PR #2896, opened 2019-10-19
Track visible URLs continuously

### LINKED ISSUE #2479: hovering over very long lines slows down alacritty

Linux

Wayland

Reproduce:
`head -c81920 /dev/urandom | base64 | tr -d '\n'`

It also seems to happen with /dev/zero

### LINKED ISSUE #2898: Refactor mouse position handling
Currently there are some problems with handling of mouse position when it comes to padding and the message bar. This is mainly caused by a lack of clear distinction between moving inside the window, outside the window and inside the padding.

One of the issues that is present in the latest master is that when moving from the message bar's close button to the padding, the mouse cursor will not be reset.

However this also creates problems with https://github.com/jwilm/alacritty/pull/2896, since the column/line is always set even in the padding, URLs are highlighted when moving from URL directly to the padding.

Leaving the viewport currently also isn't tracked correctly. While the mouse is outside the window, the stored mouse positions still present it as within the window boundaries.

chrisduerr:
TODO:
 - [x] Resolve issue with leaving/entering Alacritty window straight into URL
 - [x] Update mouse cursor when URL highlight changes without mouse motion
 - [x] Fix URL color
 - [x] Add documentation to urlocator source + readme
 - [x] Alacritty source code documentation
 - [x] Fix remaining style issues

Fixes #2898.
Fixes #2479.


kchibisov:
new TODO:
- [ ] When pasting from multi-line selection lines are in inverted order
- [ ] When modifier is set to `Control` underline doesn't show up (`Hand` cursor is presented, Shift works fine).
- [ ] Url's underline color mismatches url color (always fg color).
- [ ] Underline is broken with multi/multiline Url [1]
- [ ] multi url parsing problem [2]

[1]
Guide to repro
open `bash`
enter this `git clone https://github.com/chrisduerr/alacrittyhttps://github.com`
press `Enter`
Highlight url

Screenshot_Mon 28 Oct 2019 07:38:18 AM MSK
[2]
I should be able to find 2 urls here `https://githubhttps://google.com` instead of one, right? At least on master it works like that.

alacritty_terminal/src/renderer/rects.rs
```diff
@@ -36,16 +36,46 @@ impl RenderRect {
...
+            self.start.line += 1;
+        }
+
+        rects.push(Self::create_rect(metrics, size, flag, self.start, self.end, self.color));
+
+        rects
+    }
+
+    fn create_rect(
+        metrics: &Metrics,
```
kchibisov: Why does RenderLine has a static method, called `create_rect`, which return `RenderRect`? I think it should be moved to RenderRect, right?

chrisduerr:
> Url's underline color mismatches url color (always config.fg color).

I've actually done this intentionally, though I'm not sure if it's the optimal solution. I've attempted to color the URLs intentionally by having a URL consist of a `Vec<Point -> Point>`, however that made things a bit more complicated (no more Copy) and did not work properly.

The issue is that while the scheme is matched, we do not count the cells as part of the URL yet and as such I can't push a new URL if the color changed.

My train of thought was that this isn't really necessary though, since URL highlights are different than underlines. So I just went for what was easier, I'm not sure what would be most desirable here?

> multi url string parsing problem [2]

This is intentional. The previous behavior was mostly a peculiarity of parsing URLs in reverse.

kchibisov:
> I've actually done this intentionally, though I'm not sure if it's the optimal solution. I've attempted to color the URLs intentionally by having a URL consist of a Vec<Point -> Point>, however that made things a bit more complicated (no more Copy) and did not work properly.

Oh, I see, I do like the current master behavior though, since for me this default highlighting seems a bit off. How does other terminals behave here?

chrisduerr:
> How does other terminals behave here?

Both VTE and URxvt color the underline the same as the cell fg. I can take another look if I see a good solution for resolving the scheme problem.

alacritty/src/input.rs
```diff
@@ -616,20 +618,17 @@ impl<'a, T: EventListener, A: ActionContext<T> + 'a> Processor<'a, T, A> {
...
-        let point = self.ctx.mouse_coords();
-
         // Skip normal mouse events if the message bar has been clicked
-        if let Some(message) = self.message_at_point(point) {
-            // Message should never be `Some` if point is `None`
-            debug_assert!(point.is_some());
-            self.on_message_bar_click(state, point.unwrap(), message, modifiers);
+        if self.message_close_at_cursor() && state == ElementState::Pressed {
+            self.ctx.clear_selection();
+            self.ctx.pop_message();
```
kchibisov: You should reset mouse cursor right after closing the button, otherwise you'll still have message modifier.

alacritty_terminal/src/term/mod.rs
```diff
@@ -810,15 +790,14 @@ impl SizeInfo {
...
-                && x >= self.padding_x as usize
-                && y < (self.height - self.padding_y) as usize
-                && y >= self.padding_y as usize
-        }
+    /// Check if coordinates are inside the terminal grid.
+    ///
+    /// The padding is not counted as part of the grid.
+    pub fn contains_point(&self, x: usize, y: usize) -> bool {
+        x < (self.width - self.padding_x) as usize
+            && x >= self.padding_x as usize
```
kchibisov: What the idea behind half opened ranges here? I think we should go with `(,)` instead of `[,)`, right?

alacritty/src/display.rs
```diff
@@ -118,6 +122,10 @@ pub struct Display {
     pub size_info: SizeInfo,
     pub font_size: Size,
     pub window: Window,
+    pub urls: Urls,
+
+    /// Currently highlighted URL.
+    pub url_highlighted: Option<Url>,
```
kchibisov: `url_highlighted` -> `highlighted_url`/`active_url`? It's either a comment a bit misleading to me or a name.

alacritty_terminal/src/renderer/rects.rs
```diff
@@ -36,16 +36,42 @@ impl RenderRect {
...
+    pub start: Point,
+    pub end: Point,
+    pub color: Rgb,
 }
 
 impl RenderLine {
-    fn into_rect(self, flag: Flags, metrics: &Metrics, size: &SizeInfo) -> RenderRect {
-        let start_x = self.start.col.0 as f32 * size.cell_width;
-        let end_x = (self.end.col.0 + 1) as f32 * size.cell_width;
+    pub fn as_rects(&self, flag: Flags, metrics: &Metrics, size: &SizeInfo) -> Vec<RenderRect> {
```
kchibisov: This is not `as_rects`, `as` prefix always assumes cheap conversion (e.g. `O(1)`). However this conversion has a linear complexity, so, please, change its name to avoid confusion.

alacritty_terminal/src/renderer/rects.rs
kchibisov: bump

alacritty_terminal/src/renderer/rects.rs
```diff
@@ -81,11 +107,11 @@ impl RenderLines {
         Self::default()
     }
 
-    pub fn into_rects(self, metrics: &Metrics, size: &SizeInfo) -> Vec<RenderRect> {
+    pub fn as_rects(&self, metrics: &Metrics, size: &SizeInfo) -> Vec<RenderRect> {
```
kchibisov: Same here. I don't like when `as_` is a linear thing.

kchibisov:
In addition, the current approach of handling modifiers doesn't play well, when pressing `modifier` with mouse being outside of the `alacrtitty` window, and then moving it into it and highlighting a url (you'll have the same `Hand` and no underline state).

alacritty_terminal/src/term/mod.rs
```diff
@@ -1959,24 +1818,22 @@ impl<T: EventListener> ansi::Handler for Term<T> {
...
+            Attr::Reverse => self.cursor.template.flags.insert(Flags::INVERSE),
+            Attr::CancelReverse => self.cursor.template.flags.remove(Flags::INVERSE),
+            Attr::Bold => self.cursor.template.flags.insert(Flags::BOLD),
+            Attr::CancelBold => self.cursor.template.flags.remove(Flags::BOLD),
+            Attr::Dim => self.cursor.template.flags.insert(Flags::DIM),
+            Attr::CancelBoldDim => self.cursor.template.flags.remove(Flags::BOLD | Flags::DIM),
+            Attr::Italic => self.cursor.template.flags.insert(Flags::ITALIC),
+            Attr::CancelItalic => self.cursor.template.flags.remove(Flags::ITALIC),
+            Attr::Underscore => self.cursor.template.flags.insert(Flags::UNDERLINE),
+            Attr::CancelUnderline => self.cursor.template.flags.remove(Flags::UNDERLINE),
```
kchibisov: Would you mind to change it from `Underscore` to `Underline`, since we have a little inconsistency right now, and you've already touched this lines?

alacritty/src/input.rs
```diff
@@ -226,39 +237,41 @@ impl From<MouseState> for CursorIcon {
...
-            if self.message_close_at_point(point, message) {
-                return MouseState::MessageBarButton;
-            } else {
-                return MouseState::MessageBar;
-            }
+        if point.is_some() && self.message_close_at_cursor() {
+            return MouseState::MessageBarButton;
+        } else if self.message_at_cursor() {
+            return MouseState::MessageBar;
         }
```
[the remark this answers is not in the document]
chrisduerr: > point.is_some() && self.message_at_cursor()

I haven't. The point doesn't need to be some in this case, which is why we're not doing any early return. I'll take another look at it though, I do think that this isn't perfect yet.

alacritty/src/input.rs
```diff
@@ -492,12 +493,8 @@ impl<'a, T: EventListener, A: ActionContext<T> + 'a> Processor<'a, T, A> {
             };
             self.mouse_report(code, ElementState::Released, modifiers);
             return;
-        } else if let (Some(point), true) = (point, button == MouseButton::Left) {
-            let mouse_state = self.mouse_state(point, modifiers);
-            self.update_mouse_cursor(mouse_state);
-            if let MouseState::Url(url) = mouse_state {
-                let url_bounds = url.linear_bounds(self.ctx.terminal());
-                self.ctx.terminal_mut().set_url_highlight(url_bounds);
+        } else if button == MouseButton::Left {
```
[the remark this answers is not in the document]
chrisduerr: I usually try not to use `if let` in this way to work around missing `&&` support, but if this is less than 100 columns it might be fine to change. It's just generally a bit hacky I think.

I've thought about relying on something like `matches!` for this, though I'm generally not a fan of pulling in depedencies for this kinda stuff. But it allows much nicer code imho:
https://play.rust-lang.org/?version=stable&mode=debug&edition=2018&gist=0e057bc038b7a8f1d557a80003bbf190

alacritty/src/input.rs
chrisduerr: I think we did this before already but I couldn't figure out why. This makes sense, though I don't think I was able to make this happen when testing.

Are you speaking from experience or were you actually able to encounter this bug?

alacritty_terminal/src/term/mod.rs
chrisduerr: This is not code I've written myself, but it's correct the way it is from what I can tell.

Just to 100% confirm it, I made this little 'sketch' which should show it pretty clearly:
```
X X 2 3 4 5 6 7 X X

width: 10

padding: 2

x < 8 -> x < (10 - 2) -> x < (width - padding)

x >= 2 -> x >= padding
```

I think that's a pretty simple way to show what's going on here, should hopefully make it clear.

alacritty/src/display.rs
chrisduerr: This was previously a boolean field, where `url_highlighted` makes a bit more sense. I think `highlighted_url` is better now, thanks.

alacritty_terminal/src/renderer/rects.rs
chrisduerr: What would you propose? I just used `as` since it doesn't take `self`, but instead `&self`.

I don't think `into` is ever used without taking `self`. Though I generally agree with you.

alacritty_terminal/src/term/mod.rs
chrisduerr: I'm not sure why we've chosen `Underscore` here, I'll take a look at changing this, thanks.

It's possible that this naming comes from a spec or other docs though, but I don't think I've written this myself.

alacritty_terminal/src/renderer/rects.rs
chrisduerr: Oh, this actually exists for a pretty good reason.

Previously all this code was inside the `as_rects` method, but the code is now executed multiple times with different parameters. That's why it can't take `self` either, that would be misleading as it takes modified parameters that are stored on `self` in a different fashion.

So the only option would be moving it to `RenderRect`. However I have a hard time coming up with a name for that, which is usually an indication that it's not the perfect place for it either. The parameters are just all `RenderLine` exclusive and it acts purely as a way to deduplicate code.

alacritty/src/input.rs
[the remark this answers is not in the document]
chrisduerr: Turns out this check wasn't required at all anymore, stuff makes a lot more sense now!

alacritty_terminal/src/renderer/rects.rs
chrisduerr: I've decided to go for just `rects`, since it doesn't really convert anything. The return signature isn't `-> RenderRect`, so it's not a direct conversion between types anyways.

chrisduerr:
@kchibisov I've adjusted the glutin workaround to take an intersection of the modifiers reported by glutin and our own tracking. Since our goal is to determine when a modifier is pressed, this should have the highest accuracy. Instead of false negatives, we should now only get false positives, which should be a lot better for our usecase.

alacritty/src/input.rs
kchibisov: I'm speaking from experience here. Just open message bar, press `x` and don't move your mouse. It should stay as `Hand`.

alacritty_terminal/src/term/mod.rs
kchibisov: Ah, make sense.

alacritty_terminal/src/renderer/rects.rs
kchibisov: Maybe just `rects` or `get_rects`?

alacritty/src/input.rs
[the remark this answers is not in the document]
kchibisov: it shouldn't fit 100 columns, so its fine to ignore.

alacritty/src/input.rs
```diff
@@ -87,42 +90,59 @@ pub trait ActionContext<T: EventListener> {
 
 #[derive(Debug, Default, Copy, Clone)]
 pub struct Modifiers {
-    mods: ModifiersState,
+    glutin_state: ModifiersState,
```
kchibisov: I'm not a fan of `glutin_state`, maybe `glutin_mods_state`?

alacritty_terminal/src/renderer/rects.rs
kchibisov: I do understand the reason behind it, since we've already walk though this discussion in a past when we were refactoring/fixing underlines, and I do remember that there were similar options. So we can leave it as it is now, and promise to never make it public in its current state.

alacritty_terminal/src/renderer/rects.rs
```diff
@@ -100,10 +126,7 @@ impl RenderLines {
 
             // Check if there's an active line
             if let Some(line) = self.inner.get_mut(flag).and_then(|lines| lines.last_mut()) {
-                if cell.line == line.start.line
-                    && cell.fg == line.color
-                    && cell.column == line.end.col + 1
-                {
+                if cell.fg == line.color && cell.column == line.end.col + 1 {
```
kchibisov: Would you mind elaborating on removing `cell.line == line.start.line` check, just for me to faster understand things.

kchibisov:
There is a problem when I'm entering message bar area right away.
Guide to repro:
	- break your config, so you'll have a message bar on a next instance spawn.
	- Your mouse should be outside the future window.
	- Move mouse to a new window from a message_bar part.

So, your cursor will be `Text` and not `Default`. It'll be fixed on the "terminal area" enter and going back to message bar, however it should be changed to `Default` right away, without touching terminal thing.

alacritty/src/input.rs
chrisduerr: I think just `glutin_mods` should be superior to both here. It's shorter and still conveys the same message.

alacritty_terminal/src/renderer/rects.rs
chrisduerr: Oh yeah, if we would want to make this public it should be moved onto `RenderRect`.

alacritty_terminal/src/renderer/rects.rs
chrisduerr: I thought that it's not really great that a `RenderLine` which is a `Point -> Point` only supports points on the same line. So the change I've made to the `rects()` function on `RenderLine` is actually responsible itself for converting a `RenderLine` which spans multiple lines into multiple rects.

This nicely extracts the logic of handling multiple lines from this place and the URL handling and places it right at the place closest to conversion.

alacritty/src/input.rs
kchibisov: I'm fine with anything that emphasize `glutin` & `mods` in the same time. `state` was super generic and confusing.

kchibisov:
Just randomly discovered that our underlining is a bit broken here.
Screenshot_Sat 02 Nov 2019 04:28:14 AM MSK

I've typed `/set` to highlight stuff in vim.

kchibisov:
Sequence to repro

`echo -e "\"\e[4;9mh\e[0m\n\e[4;9mh\e[0m\n\""`

you should type it more then once.

alacritty/src/input.rs
chrisduerr: Completely agree, thanks.

nixpulvis:
@chrisduerr sorry I never really had the chance to take a look at this in depth before you merged it. I was hoping that this fix the issue of the mouse cursor and underline updating without the mouse moving, but it still seems to be a bit off:

url-issue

■ Exercise objective: Lines in the records that hold "going" should be tallied, with the total given on its own.

■ Answer section: 2